◆ EXERCISE DESCRIPTION
Copy out only those lines running from the line with "if it's installed." to the end of the listing, keeping each one exactly as it is.

◆ EXTRACTED DATA
- Opening Delimiter -

PR #5310, opened 2018-11-11
DependencyCollector: Add java_dep_if_needed [Linux]

sjackman:
Use the `openjdk` formula if it's installed.
Use the host's Java if it's sufficient.
Otherwise install the `openjdk` formula.

### DIFF
--- a/Library/Homebrew/dependency_collector.rb
+++ b/Library/Homebrew/dependency_collector.rb
@@ -79,6 +79,10 @@ class DependencyCollector
     Dependency.new("bzip2", tags) unless which("bzip2")
   end
 
+  def java_dep_if_needed(tags)
+    JavaRequirement.new(tags)
+  end
+
   def ld64_dep_if_needed(*); end
 
   def self.tar_needs_xz_dependency?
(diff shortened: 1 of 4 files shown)


sjackman:
This change is hopefully the last fix needed to transition `Brewsci/bio` to using Homebrew/brew rather than Linuxbrew/brew.

MikeMcQuaid:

- Closing Delimiter -

◆ EXPECTED ANSWER
Use the `openjdk` formula if it's installed.
Use the host's Java if it's sufficient.
Otherwise install the `openjdk` formula.

### DIFF
--- a/Library/Homebrew/dependency_collector.rb
+++ b/Library/Homebrew/dependency_collector.rb
@@ -79,6 +79,10 @@ class DependencyCollector
     Dependency.new("bzip2", tags) unless which("bzip2")
   end
 
+  def java_dep_if_needed(tags)
+    JavaRequirement.new(tags)
+  end
+
   def ld64_dep_if_needed(*); end
 
   def self.tar_needs_xz_dependency?
(diff shortened: 1 of 4 files shown)


sjackman:
This change is hopefully the last fix needed to transition `Brewsci/bio` to using Homebrew/brew rather than Linuxbrew/brew.

MikeMcQuaid:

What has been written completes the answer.